What are the ordinary and singular points of the first order diff. equation? Consider a first order differential equation. What do ordinary and singular points mean? What do they represent? (I cannot understand their formal definitions so please explain with examples. Thank you.)
UPDATE
After some research I noticed something. Consider the direction field of the $x\dot{y}=y-1$:

I am pretty sure that an ordinary point should have one and only one (existence and uniqueness) line element (arrows in the picture). 
Therefore all points except P(0,1) are ordinary points. On the other hand, P(0,1) is part of more than one integral curve and there are different line elements for each curve. This point violates uniqueness condition. 
I think this point is a singular point. However, I don't know if it is regular or irregular. Please correct me if I am wrong and tell me if P(0,1) is irregular or not.
 A: We read from the wikipedia arcticle http://en.wikipedia.org/wiki/Regular_singular_point.
"Consider an ordinary linear differential equation of n-th order:
$$\sum_{i=0}^n p_i(z)f^{(i)}(z)=0$$
with $p_i$ meromorphic functions and $p_n(z)=1$."
A meromorphic function is a function that is holomorphic on $\mathbb{C}\setminus D$ where $D$ is a discrete set. And holomorphic or analytic at a point $x_0$ means equivalently: it admit complex derivative at $x_0$, its Taylor series converges to the function in a neighbourhood of $x_0$. What happens in $D$? Those points are called poles and the function goes to infinity like $\frac{1}{z^n}$ for some $n$, and that $n$ is the order of the pole in $x_0$.
Now given an ordinary linear differential equation of order n, a point is $\textbf{ordinary}$ if $p_i$ are analytic around $x_0$, it is a $\textbf{regular singular point}$ if $p_{n-i}$ has a pole of order at most $i$ in $x_0$, and it is a $\textbf{irregular point}$ if none of the above holds.

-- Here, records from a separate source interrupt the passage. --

PR #3251, opened 2026-09-10
fix(policy): normalize protocol names before OPA validation

shiju-nv:
## Summary
Rust accepts protocol names without regard to case, but OPA can retain their original spelling. This PR normalizes every supported protocol name before validation and rule evaluation so Rust and Rego use the same name.

## Related Issue
Related to [#3092](https://github.com/NVIDIA/OpenShell/issues/3092)

## Changes
- Normalize `tcp`, `rest`, `websocket`, `graphql`, `sql`, `json-rpc`, and `mcp` in both YAML and protobuf policy loading. Unknown names remain subject to existing validation.
- Test lowercase, uppercase, and mixed-case spellings for every supported protocol. Check the raw name stored in OPA and the name returned in L7 endpoint configuration. TCP must remain L4-only.
- Check that normalization leaves unrelated fields and unrecognized values unchanged, and that applying it twice produces the same result.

Is it somewhat clear? Or I just repeated some already know and already read notions?
A: Following definitions are taken from Tenenbaum's ODE book. Consider a linear differential equation:
$$y^{(n)}+F_{n-1}(x)y^{(n-1)}+\dots+F_0(x)y=Q(x)$$
A point $x=x_0$ is called an ordinary point of the linear differential equation if each function $(F_0, F_1, \dots, Q)$ is analytic at $x=x_0$.
By analytic, we mean that there is a Taylor series for the function in a neighborhood of $x_0$. This can be checked via Taylor's theorem and the series should be convergent.
A point $x=x_0$ is called a singularity if one or more of the functions $(F_0, F_1, \dots, Q)$ is not analytic at $x=x_0$.
The definition of regular and irregular singularities is given only for the second order equations:
$$y^"+F_1(x)y'+F_0(x)y=0$$
If the multiplication of $F_1(x)$ by $(x-x_0)$ and of $F_0(x)$ by $(x-x_0)^2$ result in functions each of which is analytic at $x=x_0$, then the $x_0$ is called regular singular point. Otherwise it is called irregular singular point.
The example at the above question can be written as below:
$$y'-\frac 1 x y=-\frac 1 x$$
Since there is no Taylor series for $\frac 1 x$ at $x_0=0$. This point is a singularity. We cannot tell whether it is irregular or not because it is not a second order equation.
The scope of this answer is only limited with Tenenbaum's book and what I understand from it. I think Lolman's answer is much broader but you should have a higher level of knowledge to understand it.